La primera, que la hija del que fue presidente de Angola José Eduardo dos Santos se ha convertido en la mujer más rica de África. Santos sucedió a Agostinho Neto, líder del MPLA, el movimiento revolucionario que encabezó, con el apoyo de Cuba y de la URSS, la guerra por la independencia de aquella colonia portuguesa.

La otra, el encarcelamiento que sufre (a manos del Régimen degenerado de Daniel Ortega) la que fuera destacadísima guerrillera del Frente Sandinista en la lucha contra la dictadura de los Somoza.

Sé que la democracia representativa, basada en el pluralismo político, las elecciones periódicas, la separación de poderes y la libertad informativa consiste, en realidad, en la lucha diaria para establecerla, conservarla y mejorarla frente a poderosísimos actores que todos los días y a todas horas conspiran para destruirla o falsearla.

Sé que en una sociedad desgarrada por las desigualdades, como lo fue la española durante tantos siglos, la convivencia pacífica y la democracia pluralista son simplemente inviables.

Hace mucho tiempo que aprendí que mientras los países del Primer Mundo disfrutaban de períodos democráticos y los exhibían a los cuatro vientos, la mayor parte de la Humanidad vivía bajo la opresión colonial o bajo regímenes políticos despiadados respaldados por el Imperio de turno. O por gobiernos títeres de las viejas potencias coloniales, cuando éstas dejaron formalmente de serlo.

Pero con eso y todo, estoy convencido de que la democracia pluralista es un irrenunciable ideal civilizatorio. Y que la lucha por el establecimiento y el perfeccionamiento de esa democracia, cuyos avances nunca son definitivos y cuyos retrocesos son dantescos (aunque, por fortuna, tampoco irreversibles) es una lucha llena de sentido. Es la misma lucha que la que hay que mantener todos los días y a todas horas por la existencia y las garantías de las libertades y derechos fundamentales. La misma.

Y comprendí hace mucho mucho tiempo que es una trágica falacia la de pretender establecer una dictadura hoy, para preparar el camino para la democracia de mañana. Porque las dictaduras, una vez establecidas, incuban un enjambre de mediocridad y de corrupción que se conjurarán para perpetuarse al precio que sea.

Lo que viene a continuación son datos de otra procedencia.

PR #794, opened 2020-11-02
Filesystem directory listing

swankjesse:


okio-files/src/commonMain/kotlin/okio/Filesystem.kt
```diff
@@ -28,6 +28,16 @@ abstract class Filesystem {
   @Throws(IOException::class)
   abstract fun cwd(): Path
 
+  /**
+   * Returns the children of the directory identified by [path], or null if [path] is a not a
```
Egorand, line 32: nit: either rename the parameter to `path` or change the doc to `dir`

okio-files/src/jvmMain/kotlin/okio/Jvm.kt
```diff
@@ -0,0 +1,21 @@
...
+ * distributed under the License is distributed on an "AS IS" BASIS,
+ * WITHOUT WARRANTIES OR CONDITIONS OF ANY KIND, either express or implied.
+ * See the License for the specific language governing permissions and
+ * limitations under the License.
+ */
+package okio
+
+import java.io.File
+
+val Path.file: File
```
Egorand, line 20: nit: `internal`?

Egorand (approved):

okio-files/src/commonMain/kotlin/okio/Filesystem.kt
swankjesse: good catch. Fixed.

okio-files/src/jvmMain/kotlin/okio/Jvm.kt
swankjesse: Fixed. Might promote this to public later.

JakeWharton: It would need to be `fun Path.toFile()` if it were public because this isn't really a property of a `Path`.

okio-files/src/macosX64Main/kotlin/okio/PosixSystemFilesystem.kt
```diff
@@ -36,12 +49,60 @@ object PosixSystemFilesystem : Filesystem() {
...
+    var dirToString = dir.toString()
+
+    // We use "" for cwd; this expects ".".
+    if (dirToString.isEmpty()) dirToString = "."
+
+    val opendir: CPointer<DIR>? = opendir(dirToString)
+
+    if (opendir == null) {
+      when (errno) {
+        EACCES -> throw IOException("EACCES: cannot ls $dir")
```
JakeWharton, line 71:
```suggestion
        EACCES -> throw IOException("EACCES: cannot list $dir")
```

okio-files/src/commonMain/kotlin/okio/Filesystem.kt
```diff
@@ -28,6 +28,16 @@ abstract class Filesystem {
...
 
+  /**
+   * Returns the children of the directory identified by [dir], or null if [dir] is a not a
+   * directory.
+   *
+   * @throws IOException if [dir] cannot be read, such as if the current process doesn't have
+   *     access to [dir], or if there's a loop of symbolic links, or if any name is too long.
+   */
+  @Throws(IOException::class)
+  abstract fun list(dir: Path): List<Path>?
```
JakeWharton, line 39: Nullable list 😬

okio-files/src/jvmMain/kotlin/okio/JvmSystemFilesystem.kt
```diff
@@ -23,4 +23,9 @@ object JvmSystemFilesystem : Filesystem() {
       ?: throw IOException("user.dir system property missing?!")
     return userDir.toPath()
   }
+
+  override fun list(dir: Path): List<Path>? {
+    val files = dir.file.list() ?: return null
+    return files.map { dir / it }
```
JakeWharton, line 29: nit: The local here isn't needed. Could be `dir.file.list()?.map { .. }`

JakeWharton (approved):

okio-files/src/commonMain/kotlin/okio/Filesystem.kt
swankjesse: My feeling was it’s more ergonomic than a try/catch if the filesystem changes out from under you. Thoughts?

JakeWharton: Oh I thought null was for when it was a file, but it's also for when it's not available? If the directory disappears I would expect it to have the same behavior as when a file disappears and you ask for its bytes.

Even for the case when it's a file I probably also want it to throw.

swankjesse: I can do that. Perhaps with `listOrNul()` later if it becomes too annoying. (Follow-up ’cause I missed this when I merged.)

swankjesse: https://github.com/square/okio/pull/795

PR #795, opened 2020-11-02
Throw on all Filesystem.list() failures.

swankjesse:


okio-files/src/macosX64Main/kotlin/okio/PosixSystemFilesystem.kt
```diff
@@ -71,8 +71,8 @@ internal object PosixSystemFilesystem : Filesystem() {
         EACCES -> throw IOException("EACCES: cannot list $dir")
         ELOOP -> throw IOException("ELOOP: symbolic link loop resolving $dir")
         ENAMETOOLONG -> throw IOException("ENAMETOOLONG: path name too long in $dir")
-        ENOENT -> return null // A component in dir doesn't exist.
-        ENOTDIR -> return null // `dir` is not a directory.
+        ENOENT -> throw IOException("ENOENT: no such directory $dir")
+        ENOTDIR -> throw IOException("ENOTDIR: not a directory $dir")
```
JakeWharton, line 75: Wow I wonder what R8 does to this control flow! Ideally it does the equivalent of rewriting the function to
```kotlin
throw IOException(when (whevs) {
  ENOSTUFF -> "Stuff"
} + dir)
```

JakeWharton (approved):

PR #796, opened 2020-11-03
Filesystem.source()

swankjesse:


JakeWharton (approved):

okio-files/src/commonTest/kotlin/okio/files/FileSystemTest.kt
```diff
@@ -45,4 +46,26 @@ class FileSystemTest {
     } catch (expected: IOException) {
     }
   }
+
+  @Test
+  fun `file source no such directory`() {
+    try {
```
Egorand, line 52: nit: `assertThrows`?

okio-files/src/macosX64Main/kotlin/okio/FileSource.kt
```diff
@@ -0,0 +1,66 @@
...
+import platform.posix.feof
+import platform.posix.ferror
+import platform.posix.fread
+import platform.posix.free
+
+/** Reads the bytes of a file as a source. */
+internal class FileSource (
+  private val file: CPointer<FILE>
+) : Source {
+  private var segmentSize = 8192L
```
Egorand, line 34: nit: companion object or top-level `const`

Egorand (approved):

okio-files/src/commonTest/kotlin/okio/files/FileSystemTest.kt
swankjesse: We don’t have that in Okio?

okio-files/src/macosX64Main/kotlin/okio/FileSource.kt
swankjesse: Fixed!

PR #800, opened 2020-11-03
Filesystem.sink(Path)

swankjesse:


swankjesse:
Weird build failure.

```
> Task :okio-files:assemble
e: /home/runner/work/okio/okio/okio-files/src/commonTest/kotlin/okio/files/FileSystemTest.kt: (102, 7): Unresolved reference: fail

> Task :okio-files:compileTestKotlinJvm FAILED
```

En esa lucha, la clave está en las garantías de las libertades y del pluralismo. Y parte esencial de esa lucha consiste en defender siempre, sin ninguna concesión, las garantías. Que son jurídicas.

Que no se puede justificar un solo quebrantamiento ni por afinidades políticas o ideológicas ni por la convicción de que quien las quebranta, sean poderes públicos o quienes quiera que sean, “esta vez tienen razón”.

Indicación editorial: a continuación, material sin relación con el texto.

PR #805, opened 2020-11-05
Filesystem.mkdir()

swankjesse:


okio-files/src/commonMain/kotlin/okio/Filesystem.kt
```diff
@@ -59,6 +59,16 @@ abstract class Filesystem {
...
 
+  /**
+   * Creates a directory at the path identified by [dir].
+   *
+   * @throws IOException if [dir]'s parent does not exist, is not a directory, or cannot be written.
+   *     A directory cannot be created if the current process doesn't have access, if there's a
+   *     loop of symbolic links, or if any name is too long.
+   */
+  @Throws(IOException::class)
+  abstract fun mkdir(dir: Path)
```
JakeWharton, line 70: Skeptical of retaining this nomenclature. It may be better to go with `createDirectory` and a `createFile` (for touch).

That also leads into a nice `FileSystem.createDirectories` extension function which creates a hierarchy!

JakeWharton (approved):

okio-files/src/commonMain/kotlin/okio/Filesystem.kt
swankjesse: Let's do that. Follow-up!

PR #807, opened 2020-11-07
Filesystem.copy() and delete()

swankjesse:


okio-files/src/commonMain/kotlin/okio/Filesystem.kt
```diff
@@ -86,6 +86,29 @@ abstract class Filesystem {
...
+   * Copies all of the bytes from the file at [source] to the file at [target]. This does not copy
+   * file metadata like last modified time, permissions, or extended attributes.
+   *
+   * This function is not atomic; a failure may leave [target] in an inconsistent state. For
+   * example, [target] may be empty or contain only a prefix of [source].
+   *
+   * @throws IOException if [source] cannot be read or if [target] cannot be written.
+   */
+  @Throws(IOException::class)
+  abstract fun copy(source: Path, target: Path)
```
JakeWharton, line 99: This may be able to be moved to an extension function whose implementation lives in common code.

It needs an expect/actual for `use`, but the actual implementation being source/sink based means it doesn't need to live directly on a `Path` because it's not a primitive operation (similar to `createDirectories` example I mentioned in other PR).

okio-files/src/macosX64Main/kotlin/okio/cinterop.kt
```diff
@@ -57,6 +57,22 @@ internal fun Buffer.read(
   }
 }
 
+internal inline fun <S : Source, T> S.use(block: (S) -> T): T {
+  try {
+    return block(this)
+  } finally {
+    close()
```
JakeWharton, line 64: Any idea what happens if this throws when `block` also threw?

JakeWharton (approved):

okio-files/src/macosX64Main/kotlin/okio/cinterop.kt
swankjesse: It incorrectly clobbers the thrown exception. Lemme fix up to do the correct thing and throw the first exception...

okio-files/src/commonMain/kotlin/okio/Filesystem.kt
swankjesse: Probably I should just do commonCopy() like we do in Buffer.

JakeWharton: We only do that in Buffer because we have to retain binary compatibility. If we were writing it from scratch, 90% of its methods would be extensions, like this could be.

swankjesse: I want to keep these polymorphic for optionality. We might be able to get the Posix one do an off-CPU copy for example.

PR #1213, opened 2023-01-29
Update Spotless and Ktlint, and appease these robots

swankjesse:
I think it’s worse in general, but I’d rather have the inelegant formatting of a robot than wasting human attention on whitespace.


okio/src/commonMain/kotlin/okio/internal/Buffer.kt
```diff
@@ -461,33 +463,61 @@ internal inline fun Buffer.commonWriteDecimalLong(v: Long): Buffer {
...
-    else if (v < 1000000000000000L)
-      if (v < 10000000000000L) 13
-      else if (v < 100000000000000L) 14
-      else 15
-    else if (v < 100000000000000000L)
-      if (v < 10000000000000000L) 16
-      else 17
-    else if (v < 1000000000000000000L) 18
-    else 19
+    if (v < 100000000L) {
```
swankjesse, line 466: Yech

okio/src/jvmTest/kotlin/okio/BufferFactory.kt
```diff
@@ -59,7 +59,8 @@ enum class BufferFactory {
 
       return bufferWithRandomSegmentLayout(dice, largeByteArray)
     }
-  };
+  },
+  ;
```
swankjesse, line 63: Arguably a ktlint bug

JakeWharton: I think this looks right. Trailing comma means clean diffs. Semicolon is required to separate constants from functions.

JakeWharton: I think this looks right. Trailing comma means clean diffs. Semicolon is required to separate constants from functions.

okio/src/commonMain/kotlin/okio/internal/Buffer.kt
JakeWharton: Both versions are pretty bad.

JakeWharton (approved):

Me horroricé cuando, hace algunos años, algunos aplaudieron los escraches porque eran expresión de la “justicia popular”. No hay ataque a las garantías de los derechos que no se acabe convirtiendo, más pronto que tarde, en la mejor coartada de los enemigos de la democracia para hacer de las suyas.

Y me horrorizo al ver al Partido Popular cuestionando a piñón la legitimidad de un gobierno surgido de las urnas y que durante toda la legislatura cuenta con y acredita el apoyo de la mayoría parlamentaria, bajo la consigna de “hasta dónde está dispuesto Pedro Sánchez para seguir en La Moncloa”. Y mantiene entretanto secuestrado al Tribunal Constitucional que es el único autorizado, mientras su composición y la duración del mandato de sus magistrados se ajuste a lo establecido en la Constitución, para zanjar jurídicamente cualquier cuestionamiento de las medidas políticas o legislativas del Gobierno. Y, por tanto, si hay o no contrapartidas ilícitas a cambio de la estabilidad del Gobierno.

Cuando la verdadera pregunta es ¿hasta dónde está dispuesto a llegar el PP y los influyentes sectores que lo esponsorizan para destruir a un Gobierno progresista?.

Porque la respuesta a esa pregunta, al menos en lo que se refiere al Consejo General del Poder Judicial, es hasta el quebrantamiento permanente de la Constitución. Y encima se atreven a calificar a otros de “golpistas”.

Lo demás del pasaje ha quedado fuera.